La actitud de la Iglesia hacia la ciencia sigue siendo aún hoy objeto de numerosas controversias. Desde san Pablo, entre las dos vías de acceso a la verdad -la revelación y la ciencia-, la síntesis de ambas se ha intentado en alguna ocasión, pero sin llegar a realizarse nunca.
En el siglo XVII, nació la ciencia moderna como tal. Galileo, su principal iniciador, reivindicó la autonomía de la ciencia para descifrar el libro de la naturaleza. Su condena, en 1633, por el tribunal del Santo Oficio es el punto de partida del gran malentendido entre la Iglesia y la ciencia.
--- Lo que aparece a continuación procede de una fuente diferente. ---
PR #2909, opened 2026-08-31
refactor(core): eliminate all isinstance(VulnerabilityCase) guards from vultron/core/

sei-ahouseholder:
- Closes #2490

## Summary

Removes all 120 `isinstance(x, VulnerabilityCase)` guards from `vultron/core/` by adding a typed `read_case() -> VulnerabilityCase | None` method to `CasePersistence` and narrowing `find_case_by_report_id` / `find_case_by_short_id` return types. All call sites switch from `dl.read()` + isinstance guard to `dl.read_case()` + `is None` check; the isinstance logic is confined to the SQLite adapter where it belongs.

## Changes

- **`vultron/core/ports/case_persistence.py`**: Added `read_case()` to protocol; narrowed `find_case_by_*` return types to `VulnerabilityCase | None`
- **`vultron/adapters/driven/datalayer_sqlite/datalayer.py`**: Implemented `read_case()` and updated `find_case_by_*` with isinstance in adapter (allowed per AC-1)
- **`vultron/core/behaviors/` (54 files)**: Replaced `dl.read()` + `isinstance` with `dl.read_case()` + `is None`; removed now-unused `VulnerabilityCase` imports from 36 files
- **`vultron/core/services/embargo_lifecycle.py`**: 7 guards replaced
- **`vultron/core/use_cases/`**: 14 guards replaced across received/ and triggers/
- **`vultron/core/AGENTS.md`**: Updated pitfall entry — isinstance checks no longer needed after `read_case()`; use `type_` duck-typing for wire-side validation
- **`vultron/core/models/_helpers.py`**: `cast(str, ...)` restores concrete return type after isinstance removal
- **`vultron/core/behaviors/case/nodes/participant/participant_add.py`**, **`owner.py`**: `cast(VulnerabilityCase, ...)` for blackboard-sourced slots (data_type=object ports)
- **`test/core/behaviors/test_performance.py`**: Added `_mock_read_case_helper` and `dl.read_case.side_effect` to `mock_datalayer` fixture (was missing after `read_case()` migration)
- **`vultron/core/behaviors/report/nodes/conditions.py`**: `EnsureEmbargoExists` now separately logs "case not found" vs "no active embargo" for clearer operator diagnostics
- **`specs/datalayer.yaml`**: DL-04-002 updated to include `read_case` in the required minimum `CasePersistence` surface
- **`notes/datalayer-design.md`**: Added `read_case()` as preferred accessor for `VulnerabilityCase` retrieval

## Verification

[...]

PR #2882, opened 2026-08-31
refactor(ownership-transfer): move ForwardOffer outbox write into BT effect node

sei-ahouseholder:
- Closes #2067

## Summary

Eliminates the procedural `add_activity_to_outbox` call in `OfferCaseOwnershipTransferReceivedUseCase.execute()` that violated ADR-0022/CLP-10-005, moving the CaseActor's forwarding responsibility into a proper BT effect node (`ForwardOfferToTransfereeNode`) wrapped by `create_case_manager_gated_tree`.

## Changes

- **`vultron/core/behaviors/case/nodes/ownership_transfer.py`**: Adds `ForwardOfferToTransfereeNode` extending `_EmitSingleActivityBase`. Overrides `update()` to log WARNING with "no trigger_activity" and return FAILURE when `trigger_activity_factory` is absent from the blackboard. `_call_factory()` calls `offer_case_ownership_transfer()` with `actor=self.actor_id`, `to=[transferee_id]`, `attributed_to=original_actor_id` (CM-21-005, ADR-0053).
- **`vultron/core/behaviors/case/ownership_transfer_tree.py`**: Adds `create_offer_ownership_transfer_tree(case_id, transferee_id, original_actor_id)` factory. Wraps `ForwardOfferToTransfereeNode` in `create_case_manager_gated_tree` and passes it as `effect_nodes` to `create_receive_activity_tree`. Omits the forwarding node when `transferee_id` or `original_actor_id` is `None` so the ledger-commit gate still fires.
- **`vultron/core/use_cases/received/actor/ownership.py`**: Refactors `execute()` to use `create_offer_ownership_transfer_tree` and pass `trigger_activity=self._trigger_activity` to `BTBridge`. Removes all procedural forwarding code, `_resolve_case_manager_id`, `add_activity_to_outbox`, and `VulnerabilityCase` imports from this file.
- **`vultron/core/behaviors/case/nodes/__init__.py`**: Exports `ForwardOfferToTransfereeNode`.
- **`test/core/behaviors/case/nodes/test_offer_ownership_transfer_tree.py`**: 5 new tests — CaseActor forward queues in outbox, non-CM role gate skips node, absent factory warning, and two tree-factory None-argument guards.

## Verification

- 15 tests pass for ownership-transfer paths (10 pre-existing + 5 new)
- 7882 unit tests pass, integration suite passes
- Black, flake8, mypy, pyright clean

PR #3013, opened 2026-09-01
fix(demo): route ownership transfer through the CaseActor per ADR-0053

### LINKED ISSUE #2067: refactor(ownership-transfer): move ForwardOffer outbox write into BT effect node
## Problem

`OfferCaseOwnershipTransferReceivedUseCase.execute()` contains a procedural
outbox write (`add_activity_to_outbox`) **after** `bridge.execute_with_setup()`.

Per AGENTS.md:
> Protocol-Significant Behavior: Any action that affects protocol-observable
> state (emitting an Activity…) MUST be implemented as BT nodes/subtrees,
> never as procedural code outside the tree.

The current code is therefore non-conformant: the forward-to-transferee outbox
write is outside the BT.

## Required change

Introduce a `ForwardOfferToTransfereeNode` BT node (or similar) and pass it as
an `effect_node` to `create_receive_activity_tree(…, effect_nodes=[ForwardOfferToTransfereeNode(…)])`.

This requires:
1. A new `ForwardOfferToTransfereeNode` class in
   `vultron/core/behaviors/case/nodes/ownership_transfer.py`
2. Refactoring `OfferCaseOwnershipTransferReceivedUseCase.execute()` to remove
   the procedural `add_activity_to_outbox` call
3. Updating the relevant BT tree factory (`create_receive_activity_tree` call)
   in `ownership.py`

## Context

Surfaced during PR #2044 triage (finding phase8-outbox-write-outside-bt-0).
The fix was intentionally deferred because it requires a non-trivial BT node
— designing and testing `ForwardOfferToTransfereeNode` is a meaningful effort
distinct from the routing fix that PR #2044 delivers.

## References

- PR #2044 (ownership-transfer routing via CaseActor)
- ADR-0053
- CM-21-005
- AGENTS.md § Protocol-Significant Behavior

### LINKED ISSUE #2789: fix(demo): implement ADR-0053 CaseActor routing in transfer_ownership_demo.py; create fvcv_handoff_demo.py
## Summary

The BT nodes (`EmitOfferCaseOwnershipTransferNode`, `EmitAcceptCaseOwnershipTransferNode`) were fixed in PR #2044 to address the CaseActor per ADR-0053. However, `vultron/demo/exchange/transfer_ownership_demo.py` still uses direct P2P routing via `post_to_inbox_and_wait`. The `fvcv_handoff_demo.py` referenced in ADR-0053's validation section does not exist yet. This issue also encompasses the remaining BT cleanup in #2067.

## Acceptance Criteria

- [ ] AC-1: `transfer_ownership_demo.py` updated to route Offer and Accept through the CaseActor (not directly to coordinator/vendor inbox) per ADR-0053 concrete routing model
- [ ] AC-2: `vultron/demo/exchange/fvcv_handoff_demo.py` created — full FVCV-handoff scenario including ownership transfer; Finder receives `Announce(CaseLedgerEntry)` for the transfer (the validation criterion from ADR-0053)
- [ ] AC-3: `ForwardOfferToTransfereeNode` BT effect node introduced per #2067, removing the procedural `add_activity_to_outbox` call from `OfferCaseOwnershipTransferReceivedUseCase`
- [ ] AC-4: Existing ownership-transfer tests pass; new integration test verifies Finder notification via ledger broadcast

## Reference

Source: #602
Docs PR: https://github.com/CERTCC/Vultron/pull/2784
ADR-0053: `docs/adr/0053-ownership-transfer-routed-via-caseactor.md`
Notes: `notes/ownership-transfer.md`
Companion issue: #2067 (ForwardOffer BT effect node — close as part of this work)

### LINKED ISSUE #3012: bug(wire): _build_activity_snapshot drops attributed_to, making delegated authorship unrecoverable in core
## Summary

`_build_activity_snapshot` in `vultron/wire/as2/extractor/_builders.py` did not
copy `attributed_to` onto the `VultronActivity` snapshot it builds for every
received event. Because that snapshot is what a received-side use case sees as
`request.activity`, the delegated author of a message was unrecoverable in core:
`request.actor_id` names the *sender*, which for a delegated message is the
CaseActor (CM-24-001), and `attributed_to` — the field CM-24-002 exists to carry
"so that receivers can recover the originating identity" — was always `None`.

The visible consequence was in the ownership-transfer forward hop:
`OfferCaseOwnershipTransferReceivedUseCase` passed
`original_actor_id = request.actor_id` to `ForwardOfferToTransfereeNode`, so the
Offer the CaseActor forwarded to the transferee named **the CaseActor** as
`attributed_to` rather than the vendor who asked for the transfer. Every replica
that materialised `VultronOwnershipTransferOfferRecord.actor_id` from the ledger
snapshot recorded the same wrong offerer.

Found by the pre-PR code review on #2789.

## Fixed in #2789

Both halves landed with the #2789 build, because the demo added there is the
first thing that exercises this path end-to-end (the exchange demo previously
posted the Offer straight to the transferee):

- `_build_activity_snapshot` now carries
  `attributed_to=_get_id(getattr(activity, "attributed_to", None))`.
- `OfferCaseOwnershipTransferReceivedUseCase` now reads
  `_as_id(request.activity.attributed_to) or request.actor_id`, so the
  no-CaseActor direct-send case (CM-24-003) still resolves.
- Regression test:
  `test_forwarded_offer_attributes_the_requesting_participant` in
  `test/core/use_cases/received/actor/test_ownership.py`.

## Why this is filed rather than folded in silently

The same snapshot feeds `CaseLedgerEntry.payloadSnapshot`, so adding a field to
it changes snapshot content — and therefore `entry_hash` — for every delegated
message (invite, ownership transfer, and any future delegated flow). The full
unit tier (8015 passed) and integration tier (1249 passed) are green with the
change, and no test asserts an exact snapshot dict or hash, but the
canonical-snapshot content question belongs to CLP-07 and deserves to be
recorded rather than buried in a demo-routing PR.

## Follow-up worth checking

- Are there other received-side use cases that read `request.actor_id` where
  they mean "who asked for this", now that `attributed_to` is available? The
  invite/accept handshake (PCR-08-007/008) is the obvious peer to audit.
- `ForwardOfferToTransfereeNode`'s docstring already claimed
  `attributed_to=original_offerer`; it was accurate about intent and wrong about
  the value it received. Other node docstrings may carry the same latent claim.

sei-ahouseholder:
- Closes #2789
- Closes #2067
- Closes #3012

## Summary

Routes the ownership-transfer `Offer` and its `Accept`/`Reject` through the
CaseActor in `transfer_ownership_demo.py` per ADR-0053, restores the
`ForwardOfferToTransfereeNode` BT wiring that a catch-up merge silently reverted,
and fixes the extractor gap that made a delegated message's author unrecoverable
in core.

## Changes

- **`vultron/core/use_cases/received/actor/ownership.py`**: `execute()` builds
  `create_offer_ownership_transfer_tree` and hands the `TriggerActivityPort` to
  `BTBridge`, so the CM-21-005 forward happens inside the CM-gated effect node
  (CLP-10-005). This is #2882's change, which `main` had lost — see below. Also
  reads the delegated author from `attributed_to`, falling back to `actor_id` for
  the no-CaseActor case (CM-24-003).
- **`vultron/wire/as2/extractor/_builders.py`**: `_build_activity_snapshot` now
  carries `attributed_to`. It previously dropped it, so the field CM-24-002 exists
  to carry — "so that receivers can recover the originating identity" — was always
  `None` in core, and the CaseActor forwarded an Offer attributing the vendor's
  intent to itself (#3012).
- **`vultron/demo/exchange/transfer_ownership_demo.py`**: both paths now POST the
  `Offer` to the CaseActor's inbox with `actor=case_actor_id,
  attributed_to=vendor` (CM-24-001/002), gate on the CaseActor's *forwarded* Offer
  reaching the transferee, and address the response back to the CaseActor
  (CM-21-006).
- **`vultron/demo/helpers/workflow.py`**: three new shared helpers —
  `setup_canonical_case` (report → validate → `Create(CaseProposal)` → CaseActor,
  extracted from `initialize_participant_demo`),
  `case_actor_invites_actor_to_case` (the CaseActor-routed Invite/Accept
  handshake), and `await_forwarded_ownership_transfer_offer`.
- **`vultron/demo/helpers/polling.py`**: extracts
  `case_actor_participant_id_in(case)` as the read-free half of
  `find_case_actor_participant_id`, for callers that already hold the case.
- **`vultron/demo/scenario/fvcv_handoff_demo.py`**: `_phase_ownership_handoff`
  now asserts ADR-0053's own validation criterion — the Finder's replica holds the
  `accept_case_ownership_transfer` ledger entry, which can only reach it via the
  CaseActor's `Announce(CaseLedgerEntry)` fan-out (CM-21-007).
- **`notes/ownership-transfer.md`**, **`docs/howto/.../transfer_ownership.md`**:
  the note claimed #2067 was wired (it was not, see below); the how-to still
  carried a "Demo shortcut" admonition saying the demo bypassed the CaseActor.

## Two things worth a reviewer's attention

**#2882 was reverted by a merge, and no test noticed.** `task/2490` branched from
a pre-#2882 `main`; its catch-up merge (landing as #2909) resolved the conflict in
`ownership.py` by keeping its own side, restoring the procedural
`add_activity_to_outbox` call. Everything else from #2882 survived — the node, the
tree factory, the export, the tests — so `create_offer_ownership_transfer_tree`
sat unreachable with only test callers. Both shapes queue the same activity id in
the same outbox with the same factory kwargs, which is exactly why every
behavioural assertion passed either way. The new
`test_offer_cascade_forward_lives_in_the_bt_not_in_execute` asserts the tree
identity instead, and fails against the reverted code (verified).

**AC-2 and part of AC-4 were already delivered, under different paths.** The issue
asked for `vultron/demo/exchange/fvcv_handoff_demo.py`; a full FVCV-handoff
scenario has existed at `vultron/demo/scenario/fvcv_handoff_demo.py` since
ADR-0053 was written, and `exchange/` is for single-exchange demos against one
container. Creating the named file would have produced a second FVCV demo in the
wrong package. Likewise AC-4's "new integration test verifies Finder notification
via ledger broadcast" already exists as
`TestOwnershipTransferAnnounceReachesFinderAC5c`. The one genuine gap — the
scenario itself never asserted the Finder-notification criterion — is closed here.

## Verification

- 8015 unit tests pass (3 new), 1249 integration tests pass
- Verified the AC-3 regression test fails against the reverted implementation
- `mkdocs build --strict` still aborts on the 101 pre-existing `markdown_exec`
  warnings documented in `plan/incoming/learnings/20260831-mkdocs-strict-101-pre-existing-warnings.md`;
  none reference the page changed here


sei-ahouseholder (commented):
## Triage — PR #3013

**Merge state:** MERGEABLE (CLEAN) against `main` · **CI:** 20 success / 2 skipped on `1dd0dc81` (incl. 4 Demo Integration + 4 Invariant Harness jobs)

**8 findings: 3 FAIL, 5 IMPROVE, 0 NEW-ISSUE.** All are `fix-now`. Two sub-agent findings were investigated and **refuted** — see the bottom section, because the reasoning matters for future reviews of this area.

---

### FAIL

**1. `vultron/wire/as2/extractor/_builders.py:121` — a non-string `attributedTo` becomes a Python repr in the ledger**

AS2 permits `attributedTo` to be an object or an array, and `as_Object.attributed_to` is typed `Any | None`. `_get_id` falls through to `getattr(field, "id_", str(field))`, so a parsed inline dict yields `"{'id': 'https://b/y', 'type': 'Person'}"` and a list yields `"['https://b/y', 'https://c/z']"`. Before this PR the value was dropped, so the flaw was unreachable for this field — **this PR makes it reachable**. It passes `NonEmptyString`, so nothing raises: the garbage is hashed into `entry_hash`, broadcast to every participant, and becomes the forwarded Offer's `attributed_to` — the exact field CM-24-002 exists to make recoverable.

> Fix: resolve dict/list forms and return `None` when unresolvable, rather than a repr. A repr is never a valid URI, so no caller can depend on the current fallback.

**2. `vultron/core/use_cases/received/actor/ownership.py:77` — peer-supplied `attributed_to` is relayed unvalidated**

`_as_id(request.activity.attributed_to) or request.actor_id` goes straight to `ForwardOfferToTransfereeNode`. The receive tree has `precondition_guards=[]`, and nothing in `vultron/core` validates `attributed_to` (CLP-07-003 only inspects `payloadSnapshot.actor`). Before this PR the value was the sender of record and could not be spoofed.

> Scenario: vendor2 — a participant, not the owner — POSTs `Offer(case, target=X)` with `actor=vendor2, attributedTo=vendor1`. The CaseActor ledgers `attributed_to=vendor1` and forwards to X an Offer that appears to carry the case owner's intent.
>
> Fix: honour `attributed_to` only in the delegated shape CM-24-001 defines — when the inbound `actor` is the case's CaseActor — else fall back to `request.actor_id`. Verified that production always sends `actor=case_actor_id` (`_prepare_delegated_context`), so this keeps production behaviour identical while restoring the pre-change value for the spoofing case. Spec-grounded, not a new design decision.

**3. `vultron/demo/AGENTS.md:100` — the self-delivery pitfall contradicts ADR-0053 and this PR**

The section claims `AcceptCaseOwnershipTransferTriggerBT` addresses the Accept "only to the **offering** actor" and that a demo therefore **MUST** self-deliver it. `EmitAcceptCaseOwnershipTransferNode._call_factory` sets `to=[case_actor_id]` (CM-21-006), so the premise is false. Verified: **zero** `post_to_inbox_and_wait` calls remain in either `fvcv_handoff_demo.py` or `fccv_handoff_demo.py` — yet the section cites both "for the correct pattern", and its ✅/❌ example teaches the opposite of ADR-0053. The same stale claim is repeated at line 193 in the "Never Carry One Actor's Mail" exception paragraph.

> An agent writing the next CaseActor-routed demo would follow this MUST and reintroduce the cross-actor mail-carry that CONCERN-1635 and ADR-0053 eliminated, with AGENTS.md as justification.

---

### IMPROVE

**4. `vultron/demo/scenario/fccv_handoff_demo.py:257`** — the sibling handoff scenario did not get the Finder-notification check this PR added to fvcv. AGENTS.md "Fix One, Miss the Siblings" mandates the scan. Without it, a CM-21-007 fan-out regression in the FCCV topology passes green while the coverage matrix reports the cascade as verified.

**5. `vultron/demo/exchange/transfer_ownership_demo.py:252`** — Step 5 verifies `attributed_to` with a one-shot read gated only on `post_to_inbox_and_wait`'s fixed 1 s sleep, where the new routing does strictly more async work than the old (receipt commit + Announce fan-out + role change). `wait_for_case_attributed_to` exists and is what fvcv uses for this assertion.

**6. `notes/ownership-transfer.md:9`** — body now cites CLP-07, EDF-06, ADR-0073 and ADR-0081, but `related_specs` still lists only `specs/case-management.yaml` (NF-06-001). The frontmatter validator passes because required fields are present, so a `deepen-context` run for a CLP-07 task will not surface this note's new payload-snapshot guidance.

**7. `vultron/demo/helpers/polling.py:793`** — `case_actor_participant_id_in` was extracted with no direct test; `find_case_actor_participant_id` is only ever monkeypatched, so the predicate inherits zero coverage, and `setup_canonical_case` now asserts on its result.

**8. `test/wire/as2/test_extractor.py`** — the `attributed_to` change is asserted only incidentally, inside a core ownership use-case test. The changed code is wire-layer and applies to every received event; a future extractor refactor would look for the assertion here. That layering mismatch is how the field came to be missing in the first place.

---

### Refuted sub-agent findings

Two findings claimed the demo fails outright at Step 1 and Step 5 because `Invite.target` and the rebuilt `Offer.target` are bare URIs, producing `VultronCanonicalEntryError` on the CaseActor's commit. Both were **refuted** by probing the real flow rather than the use case in isolation:

```
CaseActor ledger after setup:  ... (8, accept_invite_actor_to_case, recorded), (9, add_case_participant, recorded)
CaseActor ledger after accept: ... (11, accept_case_ownership_transfer, recorded)
case.attributedTo:             …/actors/coordinator
coordinator participant roles: ['coordinator', 'case_owner']   ← CM-21-002 grant fired
accumulated demo failures:     []
```

The mechanism both repros missed: the inbox pipeline's `RehydrateActivityNode` expands bare reference URIs from the **receiving actor's own store** before dispatch. The Invite's `target` (a case URI) resolves from the CaseActor's store; the rebuilt Offer's `target` (a coordinator URI) resolves because `seed_peer` registers the coordinator there — which is precisely the precondition this PR adds and documents. Constructing the received-side use case directly with a hand-built event skips that node, so the bare URI survives to the commit boundary and the failure looks real.

Worth remembering for this area: a canonical-entry `payloadSnapshot` assertion tested outside the inbox pipeline will over-report bare-reference failures.

---

### Also cleared

- **Extractor blast radius — clean.** `attributed_to` is not in `_INLINE_OBJECT_KEYS` (cannot trip `_bare_inline_object_path`); not read by `_snapshot_type`/`_snapshot_object_type` (signature resolution unchanged); not in `_AS_OBJECT_REF_FIELDS` (`_dehydrate_data` passes it through, `create`→`read` round-trips); `build_activity_payload_snapshot` is the single snapshot builder, so `_find_equivalent_recorded_entry` cannot see two shapes for one logical entry; `parser.py` treats `payloadSnapshot` as opaque so `verify_hash()` still matches on replicas.
- **CLP-07-011 conformance improves** — the snapshot MUST be "the verbatim AS2 activity that was asserted"; carrying `attributed_to` makes it strictly more verbatim.
- Empty-string `attributed_to` is unreachable (`as_Offer` rejects it at construction), so `_get_id` cannot feed `""` into a `NonEmptyString` field.
- `demo_gate` nesting is correct — all three context managers funnel through `_demo_accumulate`, so a Step-5 failure is recorded and surfaced by `assert_demo_success()`.
- Rebuilt-Offer id reuse is safe — `_store_nested_inbox_object` uses `dl.create`, which raises on collision and is caught.
- PR body format, issue linkage, ADR treatment (ADR-0053 revised in place per `docs/adr/index.md`), and the `assert` convention in `setup_canonical_case` all pass.
- `Closes #2067` references an already-closed issue (closed by #2882, whose change was then reverted). Accurate as documentation; no action.

sei-ahouseholder (commented):
## Execute — PR #3013

**All 8 triage findings fixed. CI green: 22/22.** Merge state MERGEABLE (CLEAN) against `main`. 3 CI-loop iterations.

`8087` unit / `1254` integration tests pass; black, flake8, mypy, pyright clean.

### FAIL findings

| Finding | Fix |
|---|---|
| `_get_id` reprs a non-URI `attributedTo` | Resolves dict and array forms; returns `None` rather than `str(field)` when no id is recoverable. Covers the `origin`/`context`/`in_reply_to` call sites uniformly. `455f3a31a` |
| Unvalidated relay of peer `attributed_to` | New `_resolve_offering_actor_id()` honours it only when the sender is this case's CaseActor — the delegated shape CM-24-001 defines — and logs the refusal. Production sends `actor=case_actor_id` (`_prepare_delegated_context`), so production is unchanged; the spoofing case falls back to the sender. `455f3a31a` |
| Stale self-delivery pitfall in `vultron/demo/AGENTS.md` | **Resolved by taking `main`'s version.** See below. `9e8f193fc` |

### IMPROVE findings

- **fccv sibling gap** — added the CM-21-007 broadcast check to `fccv_handoff_demo`, and a new AST ratchet (`test_handoff_scenarios_verify_broadcast.py`) parametrized over every scenario defining `_phase_ownership_handoff`, so the next one cannot omit it. Verified non-vacuous by removing the check and watching it fail.
- **One-shot `attributed_to` read** — accept path now polls `wait_for_case_attributed_to`. The reject path keeps its one-shot read on purpose (it asserts a *non*-change, and a rejection commits no observable) and is now labelled temporal per EDF-06-006.
- **Notes frontmatter** — `related_specs`/`related_notes` updated with reverse links (NF-06-001). `notes/datalayer-design.md` was considered and left out: the ADR-0073 reference there is in passing, not substantive.
- **`case_actor_participant_id_in`** — 5 tests, including that it follows `CASE_ACTOR_SLUG` and that `find_case_actor_participant_id` delegates to it.
- **Extractor test placement** — direct wire-layer tests for `attributed_to` survival plus the malformed-input cases.

### Three things worth flagging

**1. `main` had already fixed the stale pitfall, better than I did.** A concurrent docs restructure (IDEA-605) condensed `vultron/demo/AGENTS.md` and deleted the self-delivery rule outright, replacing it with "There is **no self-delivery exception**" plus a normative `notes/ownership-transfer.md` § "The Accepting Actor's Replica Updates via the CaseActor's Announce". I dropped my inverted section in favour of `main`'s and verified `main`'s version is self-consistent — both `AGENTS.md` and `notes/demo-scenario-authoring.md` link to that section, and it exists.

**2. A merge conflict, not a test failure, was blocking CI.** After iteration 2 the PR went `CONFLICTING`/`DIRTY`, so GitHub could not compute a merge commit and scheduled **none** of the `pull_request`-triggered workflows. Only the push-triggered CodeQL/Analyze jobs ran — and `wait-for-ci` read that as **3/3 passing**. A partial check set reporting green is the inverse of the "a red job is not evidence its assertions ran" trap, and it is worth knowing that `total` in the CI summary can silently shrink from 22 to 3. Credit to @sei-ahouseholder for asking the question that pointed straight at it.

**3. One of my own verification steps was a false pass.** I checked the new ratchet was non-vacuous with `git stash push -- <file>`, but the change was committed by then, so the stash was a no-op and the ratchet "passed" against a file that still had the check. Re-verified by editing the file in place; it does fail correctly. Committed as part of `b84981021`.

### Refuted triage findings — unchanged

The two bare-URI `target` findings remain refuted; nothing in this phase changed that. `RehydrateActivityNode` expands those references from the receiving actor's own store, and the CaseActor's ledger contains all three expected entries with the transferee ending as `['coordinator', 'case_owner']`.

sei-ahouseholder (commented):
## Verify — PR #3013

**Overall verdict: READY-TO-MERGE**

```text
Merge state:  MERGEABLE (CLEAN) — base main
CI status:    passing — 22 checks (20 pass, 2 expected skips)
Findings:     8/8 CONFIRMED at HEAD (3 FAIL, 5 IMPROVE)
Artifacts:    cleaned up
```

### Merge-state gate

Live re-check (not the artifact value): `MERGEABLE` / `CLEAN`. `main` advanced 10 commits since execute's last sync and the branch is *not* flagged `BEHIND`, so the repo does not require up-to-date branches here. Execute resolved three files during its sync — `vultron/demo/AGENTS.md`, `notes/ownership-transfer.md`, `notes/event-driven-control-flow.md` — and a marker scan at HEAD is clean, so nothing survived the resolution.

### Per-finding verdicts

| # | Finding | Verdict | Evidence at HEAD |
|---|---|---|---|
| 1 | `_get_id` reprs a non-URI `attributedTo` (FAIL) | ✅ CONFIRMED | dict and list branches present, no `str(field)` fallback remains |
| 2 | Unvalidated relay of peer `attributed_to` (FAIL) | ✅ CONFIRMED | `_resolve_offering_actor_id` present; guard `request.actor_id == case_actor_id` and the refusal WARNING both live; call site wired |
| 3 | Stale self-delivery pitfall (FAIL) | ✅ CONFIRMED | `no self-delivery exception` present once; both the original stale heading and my inverted replacement absent; the linked `notes/ownership-transfer.md` section exists |
| 4 | fccv sibling missing broadcast check (IMPROVE) | ✅ CONFIRMED | check present in fccv, `finder_client` threaded, ratchet file present and passing over both scenarios |
| 5 | One-shot `attributed_to` read (IMPROVE) | ✅ CONFIRMED | `wait_for_case_attributed_to` used in the accept path; reject path labelled `EDF-06-006` |
| 6 | Notes frontmatter (IMPROVE) | ✅ CONFIRMED | both specs added; reverse links present in `case-ledger-authority.md` and `event-driven-control-flow.md`; unioned cleanly with `main`'s `demo-scenario-authoring.md` |
| 7 | `case_actor_participant_id_in` untested (IMPROVE) | ✅ CONFIRMED | `TestCaseActorParticipantIdIn` present; 30 tests in the file pass |
| 8 | Extractor test placement (IMPROVE) | ✅ CONFIRMED | both new wire-layer tests present and passing |

Every fix was checked against the file at HEAD, not just its commit diff, and the new tests were re-run at HEAD rather than trusted from execute's log.

### Notes for the reviewer

- **Finding 3 was resolved by `main`, not by this PR.** A concurrent docs restructure deleted the stale rule with a better treatment than the inverted section written here, which was dropped in favour of it. Recording that explicitly because "CONFIRMED" would otherwise imply this PR authored the fix.
- **The 3 FAIL findings were all introduced or exposed by this PR's own changes**, and two of them by the `attributed_to` fix specifically — worth a reviewer's eye on `_resolve_offering_actor_id`'s guard condition, since it is the piece that decides whether a peer can name someone else as the offerer.
- **The two refuted triage findings remain refuted.** Nothing in execute changed the basis for that: `RehydrateActivityNode` expands bare reference URIs from the receiving actor's own store, which is why the bare-`target` failure reproduces only outside the inbox pipeline.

El fantasma de Galileo va a habitar la conciencia católica durante tres siglos y medio: hasta 1982 Juan Pablo II no expresó el arrepentimiento de la Iglesia a propósito de este asunto.
Tres siglos y medio durante los cuales la Iglesia ha ido perdiendo poco a poco todo control sobre la evolución de las ciencias, al rechazar adaptarse a las nuevas teorías. Después de haber censurado los movimientos de la Tierra, condenó la física mecanicista de Descartes, el atomismo, el darwinismo, los primeros resultados de la Geología y de la Prehistoria, que contradecían la cronología bíblica. La condena de la modernidad, en 1907, marcó el apogeo de su inmovilismo.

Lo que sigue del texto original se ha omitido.